[[ Provided records open ]]

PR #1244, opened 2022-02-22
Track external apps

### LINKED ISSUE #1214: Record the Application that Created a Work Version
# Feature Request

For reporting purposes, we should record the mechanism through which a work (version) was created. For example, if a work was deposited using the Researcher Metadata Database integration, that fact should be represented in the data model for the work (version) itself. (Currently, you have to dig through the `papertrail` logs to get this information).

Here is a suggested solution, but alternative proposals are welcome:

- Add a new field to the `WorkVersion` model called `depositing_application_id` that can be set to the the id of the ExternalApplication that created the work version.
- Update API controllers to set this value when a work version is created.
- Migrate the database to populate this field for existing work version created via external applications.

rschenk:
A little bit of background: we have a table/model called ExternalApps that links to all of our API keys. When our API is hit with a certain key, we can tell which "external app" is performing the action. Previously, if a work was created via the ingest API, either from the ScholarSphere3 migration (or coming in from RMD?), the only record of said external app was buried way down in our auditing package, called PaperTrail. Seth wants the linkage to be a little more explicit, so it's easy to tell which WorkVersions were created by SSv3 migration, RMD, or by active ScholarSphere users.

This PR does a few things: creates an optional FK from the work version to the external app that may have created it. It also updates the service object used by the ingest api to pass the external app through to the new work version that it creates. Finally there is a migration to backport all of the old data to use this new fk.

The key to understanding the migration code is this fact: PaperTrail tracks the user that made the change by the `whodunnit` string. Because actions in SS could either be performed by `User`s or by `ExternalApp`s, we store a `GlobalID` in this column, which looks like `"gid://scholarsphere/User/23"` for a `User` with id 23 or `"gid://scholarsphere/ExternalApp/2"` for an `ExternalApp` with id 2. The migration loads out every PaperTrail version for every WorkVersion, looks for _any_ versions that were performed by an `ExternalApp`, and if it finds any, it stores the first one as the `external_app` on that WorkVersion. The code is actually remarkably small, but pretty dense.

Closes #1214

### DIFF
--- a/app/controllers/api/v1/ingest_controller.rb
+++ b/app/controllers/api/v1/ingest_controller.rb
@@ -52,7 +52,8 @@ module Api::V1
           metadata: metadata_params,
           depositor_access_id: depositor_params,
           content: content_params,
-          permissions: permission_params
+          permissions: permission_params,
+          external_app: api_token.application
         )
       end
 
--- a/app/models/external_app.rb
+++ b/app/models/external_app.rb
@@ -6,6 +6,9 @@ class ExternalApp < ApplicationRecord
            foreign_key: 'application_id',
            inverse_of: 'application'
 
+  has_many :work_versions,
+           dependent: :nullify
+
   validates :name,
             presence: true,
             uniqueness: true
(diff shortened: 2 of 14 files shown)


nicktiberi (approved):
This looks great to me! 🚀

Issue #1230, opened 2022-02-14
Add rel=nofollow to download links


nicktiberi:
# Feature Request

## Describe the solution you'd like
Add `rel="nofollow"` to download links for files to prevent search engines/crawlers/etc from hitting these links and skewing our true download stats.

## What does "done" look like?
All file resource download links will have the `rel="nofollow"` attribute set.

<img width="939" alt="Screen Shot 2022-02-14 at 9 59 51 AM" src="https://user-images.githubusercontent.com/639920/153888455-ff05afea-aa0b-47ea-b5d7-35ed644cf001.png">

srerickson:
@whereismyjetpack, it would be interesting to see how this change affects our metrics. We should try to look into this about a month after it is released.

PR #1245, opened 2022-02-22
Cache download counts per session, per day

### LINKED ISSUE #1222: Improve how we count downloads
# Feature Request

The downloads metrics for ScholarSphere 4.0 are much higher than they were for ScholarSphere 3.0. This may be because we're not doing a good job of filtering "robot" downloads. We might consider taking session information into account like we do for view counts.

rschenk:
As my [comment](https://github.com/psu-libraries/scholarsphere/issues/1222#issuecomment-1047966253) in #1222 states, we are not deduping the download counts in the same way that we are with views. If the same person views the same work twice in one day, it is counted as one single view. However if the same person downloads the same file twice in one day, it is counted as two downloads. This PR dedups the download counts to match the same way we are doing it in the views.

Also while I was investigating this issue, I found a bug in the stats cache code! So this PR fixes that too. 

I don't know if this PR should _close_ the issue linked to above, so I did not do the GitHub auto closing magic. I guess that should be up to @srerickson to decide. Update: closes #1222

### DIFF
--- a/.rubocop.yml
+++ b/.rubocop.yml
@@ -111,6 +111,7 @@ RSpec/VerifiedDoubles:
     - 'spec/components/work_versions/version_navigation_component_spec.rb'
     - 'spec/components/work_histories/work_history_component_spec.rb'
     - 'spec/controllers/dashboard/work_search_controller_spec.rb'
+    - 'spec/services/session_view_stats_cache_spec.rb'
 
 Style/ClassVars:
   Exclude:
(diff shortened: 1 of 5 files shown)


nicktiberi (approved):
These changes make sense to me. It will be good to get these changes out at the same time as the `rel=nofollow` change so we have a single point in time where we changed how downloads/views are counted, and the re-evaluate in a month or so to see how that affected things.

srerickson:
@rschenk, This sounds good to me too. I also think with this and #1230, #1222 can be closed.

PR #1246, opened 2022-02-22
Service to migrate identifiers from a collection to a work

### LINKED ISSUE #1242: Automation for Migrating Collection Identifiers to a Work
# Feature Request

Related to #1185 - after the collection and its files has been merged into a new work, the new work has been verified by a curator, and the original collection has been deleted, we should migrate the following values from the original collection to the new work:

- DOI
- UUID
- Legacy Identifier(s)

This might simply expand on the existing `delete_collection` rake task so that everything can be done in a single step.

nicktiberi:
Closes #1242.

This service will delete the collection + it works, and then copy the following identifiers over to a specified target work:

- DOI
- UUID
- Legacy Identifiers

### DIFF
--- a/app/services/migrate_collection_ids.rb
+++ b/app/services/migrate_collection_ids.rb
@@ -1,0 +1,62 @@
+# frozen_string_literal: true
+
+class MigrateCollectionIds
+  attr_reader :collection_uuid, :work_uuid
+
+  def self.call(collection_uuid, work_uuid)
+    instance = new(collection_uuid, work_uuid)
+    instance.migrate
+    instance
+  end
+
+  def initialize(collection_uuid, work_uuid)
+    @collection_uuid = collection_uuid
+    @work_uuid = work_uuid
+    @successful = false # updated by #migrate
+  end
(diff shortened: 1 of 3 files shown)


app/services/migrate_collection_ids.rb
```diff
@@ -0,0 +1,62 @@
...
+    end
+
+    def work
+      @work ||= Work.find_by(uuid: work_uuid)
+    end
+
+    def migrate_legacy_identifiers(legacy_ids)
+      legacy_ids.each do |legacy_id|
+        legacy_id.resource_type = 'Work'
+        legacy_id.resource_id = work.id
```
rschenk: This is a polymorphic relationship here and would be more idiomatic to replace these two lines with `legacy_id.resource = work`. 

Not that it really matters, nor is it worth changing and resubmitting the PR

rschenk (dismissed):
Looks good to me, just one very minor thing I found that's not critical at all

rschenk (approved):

[[ Provided records closed ]]

▶ **Required action**
Looking at the records above, work out how many lines hold "through" and write only that number.

▶ **Response below**
2